Question

In a car race on straight road, car $\text{A}$ takes time $t$ less than car $\text{B}$ at the finish and passes finishing point with a speed $v$ more than that of car $\text{B}$. Both the cars start from rest and travel with constant acceleration $\alpha$ and $\beta$ respectively.
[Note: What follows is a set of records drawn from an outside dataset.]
PR #147, opened 2020-08-08
print warning when we run out of tunnel IDs

RalfJung:


broker/src/tunneldigger_broker/broker.py
```diff
@@ -123,6 +123,7 @@ def create_tunnel(self, broker, address, uuid, remote_tunnel_id, client_features
         try:
             tunnel_id = self.tunnel_ids.pop()
         except KeyError:
+            logger.warning("No more tunnel IDs available -- {} active tunnels".format(len(self.tunnels)))
```
mitar, line 126: Just a nitpick. Python logging you should use `%` based interpolation. Moreover, you should not interpolate directly, but pass things as a secondary argument and interpolation would happen only if the logging level forces the message to be printed out. Now you are interpolating always. Moreover, you can then send whole logging records to another server for logging, and not just interpolated strings.

So this should be something like:

```
logger.warning("No more tunnel IDs available -- %(active_tunnels)s active tunnels", {'active_tunnels': len(self.tunnels)})
```

The one above:

```
logger.info("Rejecting tunnel %(tunnel_str)s due to per-IP rate limiting: %(attempt_count)s attempts in %(interval)s seconds", {
    'tunnel_str': tunnel_str,
    'attempt_count': len(tunnelCollection),
    'interval': int(delta),
})
```

RalfJung: Hm I thought I have read once that `%` interpolation is basically deprecated. But maybe the logger API is older than that, or so. I'll adjust this.

RalfJung: `%` strings are quite annoying though as I have to repeat the type of the expression being printed... there's a reason modern languages do not use them any more. :/

RalfJung: Also note that the rest of the codebase uses explicit `%` interpolation, so it is not lazy either.

mitar: > Hm I thought I have read once that % interpolation is basically deprecated.

It is.

> But maybe the logger API is older than that, or so.

Yea. That is the reason. They have a section how to [address this](https://docs.python.org/3/howto/logging-cookbook.html#formatting-styles), but it is really ugly in my view. And so I think it is just easiest to use this old format. But given that Tunneldigger is stand-alone program maybe some of ways mentioned there would work. The issue here is that it is hard to do it for libraries, but if you control whole codebase, then it can work, if you want to configure alternative formatting style.

mitar: > Also note that the rest of the codebase uses explicit % interpolation, so it is not lazy either.

Yes, I just noticed it here, so this is why mentioned it. It is not a major thing anyway. I just wanted to share because in one other project I am using Python logging a lot and using this feature to direct logs to a central server, not as strings, but as log records (so log message + dict with parameters separate), and then have rules there to detect error conditions. It is easier this way because you do not have to parse things out of the string again.

mitar: > strings are quite annoying though as I have to repeat the type of the expression being printed...

In Python not really. I just always use `%(...)s` everywhere and it just generally does the right thing, unless you want less digits or something in a particular number.

mitar: Also, it is better to use keyword-based interpolation than position one. Less error prone and more metadata what each value is.

RalfJung: > I just wanted to share because in one other project I am using Python logging a lot and using this feature to direct logs to a central server, not as strings, but as log records (so log message + dict with parameters separate), and then have rules there to detect error conditions. It is easier this way because you do not have to parse things out of the string again.

Oh that's really cool. :D

> In Python not really. I just always use %(...)s everywhere and it just generally does the right thing

Ah so `%s` works for integers and floats? That's good to know.

> Also, it is better to use keyword-based interpolation than position one. Less error prone and more metadata what each value is.

Tunneldigger uses positional stye everywhere so I don't think this PR is the right time to change coding style.

mitar: > Oh that's really cool. :D

E.g., https://docs.python.org/3/howto/logging-cookbook.html#sending-and-receiving-logging-events-across-a-network

> Ah so %s works for integers and floats? That's good to know.

Yes. It is like running `str(...)` on the value. So in most cases this is what you want anyway. Only on float you might get too many digits which makes it hard to read.

> Tunneldigger uses positional stye everywhere so I don't think this PR is the right time to change coding style.

Agreed.

RalfJung: > Agreed.

So this PR is read to be merged then?

mitar: Yes, of course. :-)

PR #148, opened 2020-08-09
close pollable when its FD errors

RalfJung:
When an FD errors, `epoll` returns immediately reporting the error. This leads to a tight loop (instead of epoll waiting until there is a new event), causing very high load (https://github.com/wlanslovenija/tunneldigger/issues/143). So we should stop polling FDs once they error. This PR achieves that by simply closing the associated pollable.

I checked that on our server with a misbehaving client whose connections keep dropping this reduces the load from 100% to basically nothing.

Fixes https://github.com/wlanslovenija/tunneldigger/issues/143.

### DIFF
--- a/broker/src/tunneldigger_broker/eventloop.py
+++ b/broker/src/tunneldigger_broker/eventloop.py
@@ -57,7 +57,7 @@ class EventLoop(object):
 
                     if event & select.EPOLLIN:
                         pollable.read(file_object)
-                    elif event & select.EPOLLERR:
+                    elif event & select.EPOLLERR or event & select.EPOLLHUP:
                         pollable.close()
             except IOError:
                 # IOError get produced by signal even. in version 3.5 this is fixed an the poll retries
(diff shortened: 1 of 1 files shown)


broker/src/tunneldigger_broker/eventloop.py
```diff
@@ -57,6 +57,8 @@ def start(self):
 
                     if event & select.EPOLLIN:
                         pollable.read(file_object)
+                    elif event & select.EPOLLERR:
```
mitar, line 60: You might want to handle `EPOLLHUP` as well here, if you are adding this: https://stackoverflow.com/questions/24119072/how-to-deal-with-epollerr-and-epollhup

`EPOLLHUP` is when the connection is closed nicely. It [looks like that those two events are always listened for](https://man7.org/linux/man-pages/man2/epoll_ctl.2.html).

RalfJung: Good catch! I made it also close the pollable on HUP.

kaechele:
LGTM. We were seeing this issue as well.

RalfJung:
All right, merging then.

PR #909, opened 2017-02-20
Support aws credential providers

OrKoN:
Hi,

this PR allows configuring `aws_credentials_provider` to be either: `instance-metadata`(default) or `container`. If aws_credentials_provider equals `container`, the botocore.ContainerProvider is used to get aws_credentials (see http://docs.aws.amazon.com/AmazonECS/latest/developerguide/task-iam-roles.html).

P.S. I could not figure out how to run tests locally so I hope Travis will notify me if something is wrong and I will fix it afterwards.

### DIFF
--- a/Dockerfile-test
+++ b/Dockerfile-test
@@ -1,8 +1,7 @@
 FROM ubuntu:latest
 
 RUN apt-get update && apt-get upgrade -y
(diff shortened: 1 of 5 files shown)


OrKoN:
1.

Then $v$ is equal

• A. $\left(\sqrt{2\alpha \beta }\right)t$
  
• B. $\left(\sqrt{\alpha \beta }\right)t$
  
• C. $\left(\frac{\alpha +\beta }{2}\right)t$
• D. $\left(\frac{2\alpha +\beta }{\alpha +\beta }\right)t$

Answer 1

The correct option is B $\left(\sqrt{\alpha \beta }\right)t$


Let, the velocity of car $\text{A}$ and $\text{B}$ are $v_A$ and $v_B$ respectively at the finish point.
So,
$v_A=v_B+v$

Let, time taken by car $\text{A}$ and $\text{B}$ are $t_A$ and $t_B$ respectively to finish the race. So,
$t_B=t_A+t$

For car $\text{A}:$
Initial speed, $u=0$
Acceleration, $a_A=\alpha$
Distance travelled,
$S=u{t}_A+\frac{1}{2}{a}_A{t_A}^2$

$=0+\frac{1}{2}\alpha (t_B-t{)}^2$

$(t_B-t)=\sqrt{\frac{2S}{\alpha }}....\left(1\right)$

For car $\text{B}:$

Initial speed, $u=0$
Acceleration, $a_B=\beta$
Distance travelled,
$S=u{t}_B+\frac{1}{2}{a}_B{t_B}^2$

$S=0+\frac{1}{2}\beta t{{}_B}^2$

$t_B=\sqrt{\frac{2S}{\beta }}....\left(2\right)$

Subtracting equation $\left(2\right)$ from $\left(1\right)$ gives,
$t=\sqrt{\frac{2S}{\beta }}-\sqrt{\frac{2S}{\alpha }}$

$\Rightarrow t=\sqrt{2S}[\frac{1}{\sqrt{\beta }}-\frac{1}{\sqrt{\alpha }}]....\left(3\right)$

Now using,

$v{{}_A}^2-u^2=2\alpha S$
$\Rightarrow v_A=\sqrt{2\alpha S}....\left(4\right)$


$v{{}_B}^2-u^2=2S\beta$
$\Rightarrow v_B=\sqrt{2\beta S}....\left(5\right)$

From $\left(4\right)$ and $\left(5\right)$,

$v_A-v_B=\sqrt{2\alpha S}-\sqrt{2\beta S}$
$\Rightarrow v_B+v-v_B=\sqrt{2S}[\sqrt{\alpha }-\sqrt{\beta }]$
$\Rightarrow v=\sqrt{2S}[\sqrt{\alpha }-\sqrt{\beta }]....\left(6\right)$

From equation $\left(3\right)$ and $\left(6\right)$,
$\frac{v}{t}=\frac{\sqrt{2S}[\sqrt{\alpha }-\sqrt{\beta }]}{\sqrt{2S}[\frac{1}{\sqrt{\beta }}-\frac{1}{\sqrt{\alpha }}]}$

$\Rightarrow v=\frac{(\sqrt{\alpha }-\sqrt{\beta })\sqrt{\alpha \beta }}{(\sqrt{\alpha }-\sqrt{\beta })}t$

$\Rightarrow v=\left(\sqrt{\alpha \beta }\right)t$

Hence, option (b) is the correct answer.